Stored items
PR #1697, opened 2020-09-09
Calculate affected span

### LINKED ISSUE #1686: Performance: Taggers should report affected span correctly
### Description

The removed legacy tagger implementation calculated the affected span before raising the `TagsChanged` event (the affected span being the smallest span that enclosed the previous set of tags and the tags - see `TextBufferIssueTracker.CalculateAffectedSpan`).

Our new taggers are reporting the entire span as having changed each time, which will cause the editor to do unnecessary work.

As a start, the `LocationTagger` should correctly calculate the affected span.
We should then check how the change notification is propagated to the consuming taggers to work out what they need to do, if anything.

rita-g-sonarsource:
Fixes #1686

### DIFF
--- a/src/IssueViz/Editor/LocationTagging/LocationTagger.cs
+++ b/src/IssueViz/Editor/LocationTagging/LocationTagger.cs
@@ -75,9 +75,11 @@ namespace SonarLint.VisualStudio.IssueVisualization.Editor.LocationTagging
             var locations = locationService.GetLocations(FilePath);
             EnsureSpansExist(locations, textSnapshot);
 
+            var oldTags = TagSpans;
             TagSpans = locations.Select(CreateTagSpan).ToList();
 
-            NotifyTagsChanged(textSnapshot);
+            var affectedSpan = CalculateSpanOfAllTags(oldTags, textSnapshot);
+            NotifyTagsChanged(affectedSpan);
         }
 
         private void EnsureSpansExist(IEnumerable<IAnalysisIssueLocationVisualization> locVizs, ITextSnapshot currentSnapshot)
@@ -157,9 +159,10 @@ namespace SonarLint.VisualStudio.IssueVisualization.Editor.LocationTagging
                 var newTextSnapshot = e.After;
 
                 TranslateTagSpans(newTextSnapshot);
-                locationService.Refresh(new string[] { FilePath });
+                locationService.Refresh(new[] { FilePath });
 
-                NotifyTagsChanged(newTextSnapshot);
+                var affectedSpan = CalculateSpanOfChanges(e.Changes, newTextSnapshot);
+                NotifyTagsChanged(affectedSpan);
             }
             catch (Exception ex) when (!ErrorHandler.IsCriticalException(ex))
             {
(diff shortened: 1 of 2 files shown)


src/IssueViz/Editor/LocationTagging/LocationTagger.cs
```diff
@@ -157,21 +159,55 @@ private void SafeOnBufferChange(object sender, TextContentChangedEventArgs e)
...
+        /// </summary>
+        private SnapshotSpan CalculateSpanOfChanges(INormalizedTextChangeCollection changeCollection, ITextSnapshot newTextSnapshot)
+        {
+            var startSpans = changeCollection.Select(x => x.NewSpan).ToArray();
+            var endSpans = TagSpans.Select(x => x.Span.Span);
+            
+            return CalculateAffectedSpan(newTextSnapshot, startSpans, endSpans);
+        }
+
+        private static SnapshotSpan CalculateAffectedSpan(ITextSnapshot textSnapshot, IEnumerable<Span> startSpans, IEnumerable<Span> endSpans)
```
rita-g-sonarsource, line 203: In the TBIT [we used to call Span.TranslateTo](https://github.com/SonarSource/sonarlint-visualstudio/blob/master/src/Integration.Vsix/SonarLintTagger/TextBufferIssueTracker.cs#L215) with PointTrackingMode.Negative / PointTrackingMode.Positive and I don't do that. I'm not sure if I need to, the editor seems to behave ok without it.

duncanp-sonar: All of our other taggers still tell the editor to refresh everything so I think the editor would still look ok even if this code isn't correct.
Let's discuss this offline. I think the translation is necessary when the set of issues changes. When the buffer changes, it might be enough to just use the changed span.

duncanp-sonar:
I'm getting a weird behaviour with secondary location tags not being updated correctly some of the time. I'm using the nested-switch code sample so there are two issues with secondary locations: (A) cognitive complexity with 8, and (B) don't nest more than 3 statements. If I select (A) then (B) then (A), then the secondary locations are not highlighted correctly. Only three are show instead of the expected 8. I've tried tweaking the code in various ways, but I can't get it to work :-(

rita-g-sonarsource:
> I'm getting a weird behaviour with secondary location tags not being updated correctly some of the time. I'm using the nested-switch code sample so there are two issues with secondary locations: (A) cognitive complexity with 8, and (B) don't nest more than 3 statements. If I select (A) then (B) then (A), then the secondary locations are not highlighted correctly. Only three are show instead of the expected 8. I've tried tweaking the code in various ways, but I can't get it to work :-(

Which branch are you working on? It works for me on this branch but I'm guessing it's because the view taggers are unchanged.

duncanp-sonar:
I'll merge this as it is because at least we're notifying smaller spans than before and the tagging still seems to work correctly.

The issue location notifications should be translating the old tag locations to the new snapshot before calculating the affected span, but in practice it doesn't seem to make much difference. The user would have to type quite quickly while issues are still being reported, and in any event the buffer edit tracking would kick in to fix up the modified span locations. There might be a particular set of issues/edits that would cause the tags to be redrawn incorrectly, but I haven't managed to find one.

I think we could reduce the span we notify for buffer tracking changes further, but it's difficult to be sure and any change requires quite a lot of testing.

TASK TO COMPLETE: Could you write out all the entries exactly as given?

TASK SOLUTION:
PR #1697, opened 2020-09-09
Calculate affected span

### LINKED ISSUE #1686: Performance: Taggers should report affected span correctly
### Description

The removed legacy tagger implementation calculated the affected span before raising the `TagsChanged` event (the affected span being the smallest span that enclosed the previous set of tags and the tags - see `TextBufferIssueTracker.CalculateAffectedSpan`).

Our new taggers are reporting the entire span as having changed each time, which will cause the editor to do unnecessary work.

As a start, the `LocationTagger` should correctly calculate the affected span.
We should then check how the change notification is propagated to the consuming taggers to work out what they need to do, if anything.

rita-g-sonarsource:
Fixes #1686

### DIFF
--- a/src/IssueViz/Editor/LocationTagging/LocationTagger.cs
+++ b/src/IssueViz/Editor/LocationTagging/LocationTagger.cs
@@ -75,9 +75,11 @@ namespace SonarLint.VisualStudio.IssueVisualization.Editor.LocationTagging
             var locations = locationService.GetLocations(FilePath);
             EnsureSpansExist(locations, textSnapshot);
 
+            var oldTags = TagSpans;
             TagSpans = locations.Select(CreateTagSpan).ToList();
 
-            NotifyTagsChanged(textSnapshot);
+            var affectedSpan = CalculateSpanOfAllTags(oldTags, textSnapshot);
+            NotifyTagsChanged(affectedSpan);
         }
 
         private void EnsureSpansExist(IEnumerable<IAnalysisIssueLocationVisualization> locVizs, ITextSnapshot currentSnapshot)
@@ -157,9 +159,10 @@ namespace SonarLint.VisualStudio.IssueVisualization.Editor.LocationTagging
                 var newTextSnapshot = e.After;
 
                 TranslateTagSpans(newTextSnapshot);
-                locationService.Refresh(new string[] { FilePath });
+                locationService.Refresh(new[] { FilePath });
 
-                NotifyTagsChanged(newTextSnapshot);
+                var affectedSpan = CalculateSpanOfChanges(e.Changes, newTextSnapshot);
+                NotifyTagsChanged(affectedSpan);
             }
             catch (Exception ex) when (!ErrorHandler.IsCriticalException(ex))
             {
(diff shortened: 1 of 2 files shown)


src/IssueViz/Editor/LocationTagging/LocationTagger.cs
```diff
@@ -157,21 +159,55 @@ private void SafeOnBufferChange(object sender, TextContentChangedEventArgs e)
...
+        /// </summary>
+        private SnapshotSpan CalculateSpanOfChanges(INormalizedTextChangeCollection changeCollection, ITextSnapshot newTextSnapshot)
+        {
+            var startSpans = changeCollection.Select(x => x.NewSpan).ToArray();
+            var endSpans = TagSpans.Select(x => x.Span.Span);
+            
+            return CalculateAffectedSpan(newTextSnapshot, startSpans, endSpans);
+        }
+
+        private static SnapshotSpan CalculateAffectedSpan(ITextSnapshot textSnapshot, IEnumerable<Span> startSpans, IEnumerable<Span> endSpans)
```
rita-g-sonarsource, line 203: In the TBIT [we used to call Span.TranslateTo](https://github.com/SonarSource/sonarlint-visualstudio/blob/master/src/Integration.Vsix/SonarLintTagger/TextBufferIssueTracker.cs#L215) with PointTrackingMode.Negative / PointTrackingMode.Positive and I don't do that. I'm not sure if I need to, the editor seems to behave ok without it.

duncanp-sonar: All of our other taggers still tell the editor to refresh everything so I think the editor would still look ok even if this code isn't correct.
Let's discuss this offline. I think the translation is necessary when the set of issues changes. When the buffer changes, it might be enough to just use the changed span.

duncanp-sonar:
I'm getting a weird behaviour with secondary location tags not being updated correctly some of the time. I'm using the nested-switch code sample so there are two issues with secondary locations: (A) cognitive complexity with 8, and (B) don't nest more than 3 statements. If I select (A) then (B) then (A), then the secondary locations are not highlighted correctly. Only three are show instead of the expected 8. I've tried tweaking the code in various ways, but I can't get it to work :-(

rita-g-sonarsource:
> I'm getting a weird behaviour with secondary location tags not being updated correctly some of the time. I'm using the nested-switch code sample so there are two issues with secondary locations: (A) cognitive complexity with 8, and (B) don't nest more than 3 statements. If I select (A) then (B) then (A), then the secondary locations are not highlighted correctly. Only three are show instead of the expected 8. I've tried tweaking the code in various ways, but I can't get it to work :-(

Which branch are you working on? It works for me on this branch but I'm guessing it's because the view taggers are unchanged.

duncanp-sonar:
I'll merge this as it is because at least we're notifying smaller spans than before and the tagging still seems to work correctly.

The issue location notifications should be translating the old tag locations to the new snapshot before calculating the affected span, but in practice it doesn't seem to make much difference. The user would have to type quite quickly while issues are still being reported, and in any event the buffer edit tracking would kick in to fix up the modified span locations. There might be a particular set of issues/edits that would cause the tags to be redrawn incorrectly, but I haven't managed to find one.

I think we could reduce the span we notify for buffer tracking changes further, but it's difficult to be sure and any change requires quite a lot of testing.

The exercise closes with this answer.